What the task asks: Spot each line in the records below where the word "keys" occurs, then copy it.

Given records:
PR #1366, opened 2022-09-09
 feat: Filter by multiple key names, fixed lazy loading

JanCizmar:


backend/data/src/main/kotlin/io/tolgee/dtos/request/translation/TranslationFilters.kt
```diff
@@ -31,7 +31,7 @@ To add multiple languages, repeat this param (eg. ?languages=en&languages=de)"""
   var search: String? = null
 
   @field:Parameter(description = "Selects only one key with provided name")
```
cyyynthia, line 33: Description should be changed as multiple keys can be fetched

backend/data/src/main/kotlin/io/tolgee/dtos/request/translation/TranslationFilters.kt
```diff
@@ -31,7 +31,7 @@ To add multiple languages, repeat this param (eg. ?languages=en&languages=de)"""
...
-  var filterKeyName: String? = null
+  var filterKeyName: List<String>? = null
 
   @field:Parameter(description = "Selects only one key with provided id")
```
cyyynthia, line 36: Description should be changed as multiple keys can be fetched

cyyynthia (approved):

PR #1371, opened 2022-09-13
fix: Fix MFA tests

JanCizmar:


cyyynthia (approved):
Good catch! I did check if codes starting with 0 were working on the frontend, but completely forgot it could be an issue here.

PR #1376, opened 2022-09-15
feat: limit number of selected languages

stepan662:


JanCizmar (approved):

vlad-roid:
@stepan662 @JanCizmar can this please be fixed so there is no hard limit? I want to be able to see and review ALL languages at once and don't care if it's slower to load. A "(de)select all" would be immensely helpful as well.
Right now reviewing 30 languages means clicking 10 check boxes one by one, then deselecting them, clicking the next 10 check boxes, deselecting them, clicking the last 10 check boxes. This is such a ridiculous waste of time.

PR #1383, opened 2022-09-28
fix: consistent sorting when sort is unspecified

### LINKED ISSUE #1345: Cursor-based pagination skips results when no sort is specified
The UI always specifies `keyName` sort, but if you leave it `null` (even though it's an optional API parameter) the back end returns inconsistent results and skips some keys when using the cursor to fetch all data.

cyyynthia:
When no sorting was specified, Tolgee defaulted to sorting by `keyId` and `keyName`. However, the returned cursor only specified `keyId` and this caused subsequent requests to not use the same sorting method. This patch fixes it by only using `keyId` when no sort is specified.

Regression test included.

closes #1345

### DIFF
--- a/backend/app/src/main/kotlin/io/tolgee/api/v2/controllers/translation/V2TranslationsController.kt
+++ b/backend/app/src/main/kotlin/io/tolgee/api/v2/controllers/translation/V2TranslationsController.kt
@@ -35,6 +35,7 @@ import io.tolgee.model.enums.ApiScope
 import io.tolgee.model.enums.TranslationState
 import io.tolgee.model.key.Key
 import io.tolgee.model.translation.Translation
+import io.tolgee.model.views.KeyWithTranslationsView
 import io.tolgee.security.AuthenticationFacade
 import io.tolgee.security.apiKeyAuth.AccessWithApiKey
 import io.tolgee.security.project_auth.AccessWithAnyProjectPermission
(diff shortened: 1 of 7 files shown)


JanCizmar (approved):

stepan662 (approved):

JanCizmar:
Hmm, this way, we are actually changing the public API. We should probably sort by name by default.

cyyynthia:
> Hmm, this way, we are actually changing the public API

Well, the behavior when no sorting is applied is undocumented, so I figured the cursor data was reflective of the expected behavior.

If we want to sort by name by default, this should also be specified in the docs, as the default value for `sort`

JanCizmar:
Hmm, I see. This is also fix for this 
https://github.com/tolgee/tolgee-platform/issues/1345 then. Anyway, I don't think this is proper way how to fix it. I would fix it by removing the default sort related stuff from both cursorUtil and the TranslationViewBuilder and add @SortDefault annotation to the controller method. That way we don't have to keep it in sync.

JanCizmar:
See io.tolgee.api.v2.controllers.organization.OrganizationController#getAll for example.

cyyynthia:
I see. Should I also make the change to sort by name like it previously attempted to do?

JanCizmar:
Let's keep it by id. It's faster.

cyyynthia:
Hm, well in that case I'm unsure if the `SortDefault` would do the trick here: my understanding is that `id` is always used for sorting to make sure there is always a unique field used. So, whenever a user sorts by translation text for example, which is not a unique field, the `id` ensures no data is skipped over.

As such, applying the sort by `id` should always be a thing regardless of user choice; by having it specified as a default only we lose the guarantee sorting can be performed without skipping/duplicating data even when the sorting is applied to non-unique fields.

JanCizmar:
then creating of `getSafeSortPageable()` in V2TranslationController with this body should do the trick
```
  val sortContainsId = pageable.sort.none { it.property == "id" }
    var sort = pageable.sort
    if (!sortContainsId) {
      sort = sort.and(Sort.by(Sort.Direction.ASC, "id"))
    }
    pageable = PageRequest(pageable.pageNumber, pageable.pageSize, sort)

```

---

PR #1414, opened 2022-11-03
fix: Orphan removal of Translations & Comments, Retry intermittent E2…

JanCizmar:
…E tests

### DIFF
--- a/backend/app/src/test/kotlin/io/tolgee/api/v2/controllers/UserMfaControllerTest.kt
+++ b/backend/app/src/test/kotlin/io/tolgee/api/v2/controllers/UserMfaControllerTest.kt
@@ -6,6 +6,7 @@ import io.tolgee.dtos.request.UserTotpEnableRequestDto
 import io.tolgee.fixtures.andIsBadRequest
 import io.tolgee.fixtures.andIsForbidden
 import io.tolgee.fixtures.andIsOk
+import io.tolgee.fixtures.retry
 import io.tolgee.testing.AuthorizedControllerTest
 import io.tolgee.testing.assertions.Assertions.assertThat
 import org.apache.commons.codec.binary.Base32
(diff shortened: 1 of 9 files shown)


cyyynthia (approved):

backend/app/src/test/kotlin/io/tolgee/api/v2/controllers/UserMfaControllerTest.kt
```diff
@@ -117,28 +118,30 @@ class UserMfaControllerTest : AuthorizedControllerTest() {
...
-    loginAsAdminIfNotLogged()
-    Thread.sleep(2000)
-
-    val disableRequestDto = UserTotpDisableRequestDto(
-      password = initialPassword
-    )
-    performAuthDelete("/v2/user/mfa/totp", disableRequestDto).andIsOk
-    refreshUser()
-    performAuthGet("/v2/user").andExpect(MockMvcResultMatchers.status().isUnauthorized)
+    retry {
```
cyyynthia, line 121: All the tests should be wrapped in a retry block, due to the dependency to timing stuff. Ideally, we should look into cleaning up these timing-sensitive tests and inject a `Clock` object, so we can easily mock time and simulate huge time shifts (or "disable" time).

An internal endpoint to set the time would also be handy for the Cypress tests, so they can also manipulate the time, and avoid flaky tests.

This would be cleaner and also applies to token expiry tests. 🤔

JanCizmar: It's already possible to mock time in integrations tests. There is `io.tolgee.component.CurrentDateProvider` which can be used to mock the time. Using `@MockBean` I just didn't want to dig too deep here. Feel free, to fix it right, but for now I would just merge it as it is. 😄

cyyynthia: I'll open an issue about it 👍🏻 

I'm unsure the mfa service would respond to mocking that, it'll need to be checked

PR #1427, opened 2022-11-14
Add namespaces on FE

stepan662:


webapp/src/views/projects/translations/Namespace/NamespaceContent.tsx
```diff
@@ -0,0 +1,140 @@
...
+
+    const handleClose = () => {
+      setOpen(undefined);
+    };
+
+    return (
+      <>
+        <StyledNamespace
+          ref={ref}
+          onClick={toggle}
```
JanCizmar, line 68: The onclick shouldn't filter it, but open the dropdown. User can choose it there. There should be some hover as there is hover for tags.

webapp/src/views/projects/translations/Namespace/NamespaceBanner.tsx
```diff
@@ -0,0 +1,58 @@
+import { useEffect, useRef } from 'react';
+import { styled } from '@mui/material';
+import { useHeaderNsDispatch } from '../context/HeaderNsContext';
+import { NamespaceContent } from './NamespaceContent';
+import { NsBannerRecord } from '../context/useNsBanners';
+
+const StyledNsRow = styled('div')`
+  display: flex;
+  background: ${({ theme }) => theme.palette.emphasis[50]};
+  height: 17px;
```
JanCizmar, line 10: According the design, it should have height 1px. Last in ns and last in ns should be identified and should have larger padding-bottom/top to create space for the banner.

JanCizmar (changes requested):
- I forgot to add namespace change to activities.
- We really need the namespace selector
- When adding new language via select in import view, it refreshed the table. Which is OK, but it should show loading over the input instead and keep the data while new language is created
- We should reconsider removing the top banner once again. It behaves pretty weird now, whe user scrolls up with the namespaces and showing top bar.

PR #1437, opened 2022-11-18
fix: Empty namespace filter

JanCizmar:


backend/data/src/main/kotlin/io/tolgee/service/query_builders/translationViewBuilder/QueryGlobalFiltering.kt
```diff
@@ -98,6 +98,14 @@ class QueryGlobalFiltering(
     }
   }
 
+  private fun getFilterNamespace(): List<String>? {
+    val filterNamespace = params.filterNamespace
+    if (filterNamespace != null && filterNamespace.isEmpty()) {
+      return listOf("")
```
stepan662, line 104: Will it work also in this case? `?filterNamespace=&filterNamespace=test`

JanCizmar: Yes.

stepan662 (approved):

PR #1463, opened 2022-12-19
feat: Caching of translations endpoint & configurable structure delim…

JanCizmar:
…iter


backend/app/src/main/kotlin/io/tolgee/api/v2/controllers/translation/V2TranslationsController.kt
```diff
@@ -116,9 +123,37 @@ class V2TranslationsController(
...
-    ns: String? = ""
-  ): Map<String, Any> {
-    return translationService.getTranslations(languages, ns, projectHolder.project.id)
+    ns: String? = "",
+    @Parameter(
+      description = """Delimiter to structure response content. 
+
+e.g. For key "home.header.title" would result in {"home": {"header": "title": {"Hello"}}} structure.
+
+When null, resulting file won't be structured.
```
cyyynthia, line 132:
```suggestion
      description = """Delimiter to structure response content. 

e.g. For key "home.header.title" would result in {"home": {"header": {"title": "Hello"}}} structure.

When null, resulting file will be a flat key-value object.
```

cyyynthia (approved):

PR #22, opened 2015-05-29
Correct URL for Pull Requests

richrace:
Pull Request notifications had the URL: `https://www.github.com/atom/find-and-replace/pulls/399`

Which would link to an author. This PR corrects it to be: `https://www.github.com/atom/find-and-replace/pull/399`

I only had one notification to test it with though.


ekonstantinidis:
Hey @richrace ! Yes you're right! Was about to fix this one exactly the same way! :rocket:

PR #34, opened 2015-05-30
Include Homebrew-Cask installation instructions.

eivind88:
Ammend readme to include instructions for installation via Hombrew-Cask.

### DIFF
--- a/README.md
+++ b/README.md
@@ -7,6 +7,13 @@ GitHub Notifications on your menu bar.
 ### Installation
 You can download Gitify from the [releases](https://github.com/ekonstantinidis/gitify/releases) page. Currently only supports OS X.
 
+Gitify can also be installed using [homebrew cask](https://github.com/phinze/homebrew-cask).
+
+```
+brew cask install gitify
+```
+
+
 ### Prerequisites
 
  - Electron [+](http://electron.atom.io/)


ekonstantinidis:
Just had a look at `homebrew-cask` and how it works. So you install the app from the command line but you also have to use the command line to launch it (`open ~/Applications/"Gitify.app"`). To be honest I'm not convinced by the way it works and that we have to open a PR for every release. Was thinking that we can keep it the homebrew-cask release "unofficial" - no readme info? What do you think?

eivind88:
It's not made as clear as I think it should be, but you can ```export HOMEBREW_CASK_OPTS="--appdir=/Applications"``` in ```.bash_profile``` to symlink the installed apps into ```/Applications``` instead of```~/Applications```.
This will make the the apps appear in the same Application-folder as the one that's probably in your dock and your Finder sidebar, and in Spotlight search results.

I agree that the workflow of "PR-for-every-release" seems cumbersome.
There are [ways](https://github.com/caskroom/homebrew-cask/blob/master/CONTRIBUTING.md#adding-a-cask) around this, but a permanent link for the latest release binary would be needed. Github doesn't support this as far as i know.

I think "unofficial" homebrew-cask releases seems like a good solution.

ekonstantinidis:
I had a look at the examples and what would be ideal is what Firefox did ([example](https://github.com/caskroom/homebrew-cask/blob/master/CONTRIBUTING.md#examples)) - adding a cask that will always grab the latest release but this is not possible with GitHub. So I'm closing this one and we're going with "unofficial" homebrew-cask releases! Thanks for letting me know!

Written answer:
cyyynthia, line 33: Description should be changed as multiple keys can be fetched
cyyynthia, line 36: Description should be changed as multiple keys can be fetched
The UI always specifies `keyName` sort, but if you leave it `null` (even though it's an optional API parameter) the back end returns inconsistent results and skips some keys when using the cursor to fetch all data.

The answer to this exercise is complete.